Comparison of Responses to Methacholine and Cold Air in Patients Suspected of Having Asthma: Episode of hyperventilation
For practical reasons, we usually did both cold and methacholine challenges on the same day, the cold air being first. Only when cold-air hyperventilation produced substantial symptomatic bronchoconstriction was the subsequent methacholine challenge done on another day. This raises the question of whether the cold-air challenge influenced the results of the methacholine test. There are contradictory data in the literature regarding the presence of a refractory period after cold-air hyperventilation. Some authors found that successive same-day cold-air challenges are reproducible in asthmatic patients, while others found that this is not the case, the second response being smaller than the first, and they postulated that this is due to relative failure of mediator release with the second challenge.

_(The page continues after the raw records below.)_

PR #338, opened 2023-01-12
BB interp

bbuzzanga:
ARIA tools was previously not intersecting with the DEM due to a small bug that overwrot the DEM values with longitude values instead.
That has been fixed and improved using an xarray-based implementation. The topography is now evident in the height layers (compare with https://github.com/dbekaert/RAiDER/pull/465):
image

### DIFF
--- a/environment.yml
+++ b/environment.yml
@@ -17,6 +17,9 @@ dependencies:
   - matplotlib
   - netcdf4
   - pandas
+  - xarray
+  - rasterio
+  - rioxarray
   - pyproj
   - requests
   - scipy
--- a/tools/ARIAtools/extractProduct.py
+++ b/tools/ARIAtools/extractProduct.py
@@ -135,7 +135,6 @@ class InterpCube(object):
 
 class metadata_qualitycheck:
     """Metadata quality control function.
-
     Artifacts recognized based off of covariance of cross-profiles.
     Bug-fix varies based off of layer of interest.
     Verbose mode generates a series of quality control plots with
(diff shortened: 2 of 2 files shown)


sssangha:
@dbekaert @bbuzz31 , below I’ll share the results of a basic test I ran to vet this bug-fix. Specifically, I compared the incidence angles derived directly through ISCE2 with those derived from the ARIA-tools interpolation and DEM-intersection scheme.

For reference, the example I used an ascending track (path 72) GUNW over Iraq: `S1-GUNW-A-R-072-tops-20171117_20171111-145939-00043E_00034N-PP-428e-v2_0_6.nc`

Here is the hillshaded view of the DEM:
Screen Shot 2023-01-17 at 1 36 21 PM

Here is the incidence angle raster derived directly from ISCE2:
Screen Shot 2023-01-17 at 1 39 04 PM


Note that it’s very difficult to discern the difference looking at this side-by-side with the ARIA-tools derived counterpart, so here’s instead the residual (i.e. ARIA-tools derived interpolated incidence angle minus the ISCE2 derived incidence angle). The residual looks like a DEM in and of itself, which would make sense if the topography doesn’t cancel out as we’d expect:
Screen Shot 2023-01-17 at 1 37 53 PM

After these proposed bug-fixes, here is the new residual between the “corrected” ARIA-tools and ISCE2 derived rasters. Clearly looks like the topography is cancelled out. The remaining topography-correlated residual is to be expected given the ARIA-tools field has been interpolated:
Screen Shot 2023-01-17 at 1 38 11 PM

There is much evidence, however, that bronchoconstriction after cold-air hyperventilation is not due to release of mediators. Further, methacholine-induced bronchoconstriction is not thought to be due to endogenous mediators. Finally, studies showing refractoriness after cold air challenge have all used repeated cold-air exposure as the second stimulus. The one study we are aware of that studied responses to methacholine before and after cold-air testing found that they were unaffected. Thus, we believe that it is unlikely that the methacholine responses we observed were altered by the previous cold air exposure. Link
Our cold-air challenge consisted of a single episode of hyperventilation conducted at the highest level of ventilation that the patient could attain. Although one previous study compared this kind of test with methacholine challenge and found close correspondence between the two, most comparative experiments have constructed cold-air dose-response curves by having subjects maintain successively higher levels of ventilation and measuring changes in FEV! after each. This approach yields data directly comparable to those resulting from the usual methacholine challenge, and is in some ways preferable to the method we used. However, acquisition of data for cold-air dose-response curves is cumbersome, time consuming, and not well suited to clinical routine, and we were interested in comparing results of the tests as they are utilized in clinical practice.